Thus, a problem such as an increase in development period, which
occurs in the comparative example 2, does not occur in the
exemplary embodiment. The SiP 1 according to the exemplary
embodiment thereby enables shortening of a development period and a
manufacturing period, and reduction of a development cost and a
manufacturing cost.
[Second Exemplary Embodiment]
[0047] An alternative example of the other-chip operation setting
circuit 34 is described hereinafter as a second exemplary
embodiment of the present invention. An other-chip operation
setting circuit 34a according to the second exemplary embodiment
includes a distributor 39 as a circuit corresponding to the
distribution unit 37. Referring to FIG. 6, The distributor 39
switches which of the high level setting signal HLS and the low
level setting signal LLS is to be distributed to the operation
setting terminal 33a based on a control signal that is input
through the chip pad 31a. The output of the distributor 39 is
connected to the operation setting terminals 33a. The signals
output from the distributor 39 serve as the setting signals S1 to
S4.
[0048] The use of the distributor 39 enables changing the setting
signals S1 to S4 to be supplied from the G/A 30 to the ASSP 20 by
an external control.
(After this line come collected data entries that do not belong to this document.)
PR #491, opened 2018-04-13
Fix fauxfactory compatibility

rochacbruno:
Fix travis Ci error.

Fauxfactory now dropped support for Python 2.x

We need to ensure the corrent pinned version in nailgun before release.

### DIFF
--- a/.travis.yml
+++ b/.travis.yml
@@ -4,7 +4,7 @@ python:
     - 2.7
     - 3.4
 install:
-    - pip install -r requirements.txt -r requirements-dev.txt
+    - pip install -r requirements.txt -r requirements-dev.txt --no-cache-dir
 script:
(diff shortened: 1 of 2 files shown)


Makefile
```diff
@@ -21,9 +21,12 @@ docs-clean:
 
 lint:
 	flake8 --ignore=E731 .
-	pylint -j $(CPU_COUNT) --reports=n --disable=I --ignore-imports=y \
+	pylint -j $(CPU_COUNT) --reports=n -E \
```
rochacbruno: Used `-E` to raise only Errors and fatal errors, while the above `flake` will still look for styling but is more permissive, this is recommended while transitioning to Py3k

rochacbruno:
This fixes #486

For example, it is possible to switch between
the setting to supply the high level setting signal HLS to all of
the setting signals S1 to S4 and the setting to supply the high
level setting signal HLS to the setting signals S1 and S2 and
supply the low level setting signal LLS to the setting signals S3
and S4 based on the externally input control signal. Thus, the
alternative example described in the second exemplary embodiment
achieves a higher flexibility in the operation setting than the
example described in the first exemplary embodiment.
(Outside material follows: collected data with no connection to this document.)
PR #495, opened 2018-05-16
RHEV APIv4 feature: Add checkbox to select between API v4 and v3.

lhellebr:


lhellebr:
Tested OVirtComputeResource(...).create() with use_v4= True, False and without use_v4. Works.

PR #2086, opened 2026-08-16
fix(fwstate): lock each probed fwtable layer during chain walks

GeorgyKirichenko:
The deep layers of a lookup walk were probed without any bucket lock, so a reader could scan a bucket while another thread was still working with that layer. Each probed layer now takes its own bucket read-lock for the scan and drops it before advancing, keeping the first-layer lock contract unchanged.


GeorgyKirichenko:
good catch from glm, this will be addressed in further work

[0049] If there is a non-used terminal to which no function is set
among the package terminals, the setting signals may be input
externally without using the other-chip operation setting circuit
34 in FIG. 4 or the other-chip operation setting circuit 34a in
FIG. 6. FIG. 7 shows a block diagram of the SiP 1 in the case where
there is the sufficient number of package terminals. In the example
shown in FIG. 7, the chip pads 31a and the operation setting
terminals 33a are connected by lines formed on the G/A 30. Such a
configuration allows reduction of an area for forming the
other-chip operation setting circuit 34 or the other-chip operation
setting circuit 34a, thereby making the chip area of the G/A 30
smaller.
[Third Exemplary Embodiment]
[0050] A SiP 2 according to a third exemplary embodiment of the
present invention is such that the ASSP used in common for
different SiPs 2 is a semiconductor device of the BGA type. FIG. 8
shows a plan view of the SiP 2. Referring to FIG. 8, in the SiP 2,
an ASSP 50 is mounted on a wiring substrate 40 as a semiconductor
device corresponding to the ASSP 20 in the first exemplary
embodiment. A PLL 52 is placed on the ASSP 50. The PLL 52 controls
the frequency of the operation clock CLK based on the setting
signal that is input through a prescribed terminal placed on the
ASSP 50. Further, first in-package connection terminals 42a and
operation setting terminals 43a are placed on the wiring substrate
40 in the area of the ASSP 50 along the side facing the G/A 30. The
first in-package connection terminals 42a are formed in an internal
interface placement area 42 that is defined along a first side
facing the G/A 30. The operation setting terminals 43a are formed
in an operation setting terminal placement area 43 that is defined
along the first side facing the G/A 30. The SiP 2 also includes an
individual pad placement area 41 and substrate pads 41a, which
correspond to the individual pad placement area 12 and the
substrate pads 12a.
[0051] The first in-package connection terminals 42a and the
operation setting terminals 43a are connected to prescribed
terminals of the ASSP 50 by an in-substrate line of the wiring
layer that is formed in the wiring substrate. Further, the first
in-package connection terminals 42a are connected to the second
in-package connection terminals 32a of the G/A 30 by the bonding
wires 13. Likewise, the operation setting terminals 43a are
connected to the operation setting terminals 33a of the G/A 30 by
the bonding wires 13.
[0052] FIG. 9 shows a plan view in the case where the ASSP 50 is
removed from the wiring substrate 40 of the SiP 2. Referring to
FIG. 9, in the area of the wiring substrate 40 where the ASSP 50 is
to be placed, connection terminals 44 to which the terminals of the
ASSP 50 are to be connected are formed according to the terminal
arrangement of the ASSP 50. FIG. 10 shows a sectional view of the
SiP 2 along line X-X in FIG. 8. Referring to FIG. 10, the
connection terminals 44 are connected to the operation setting
terminals 43a or the first in-package connection terminals 42a by
an in-substrate line 45 that are formed in wiring layers 44a to
44d.
[0053] As described in the foregoing, in the SiP 2 also, by placing
the operation setting terminals 43a on the wiring substrate 40, the
operation setting terminals 43a can be connected to the operation
setting terminals 33a by the bonding wires 13. It is therefore
possible to supply the setting signals for the ASSP 50 from the G/A
30 as in the first exemplary embodiment, regardless of the way of
mounting the ASSP 50. Thus, it is not necessary to supply the
setting signals for the ASSP 50 externally in the third exemplary
embodiment as well, thereby enabling reduction of the number of
terminals just like the first exemplary embodiment.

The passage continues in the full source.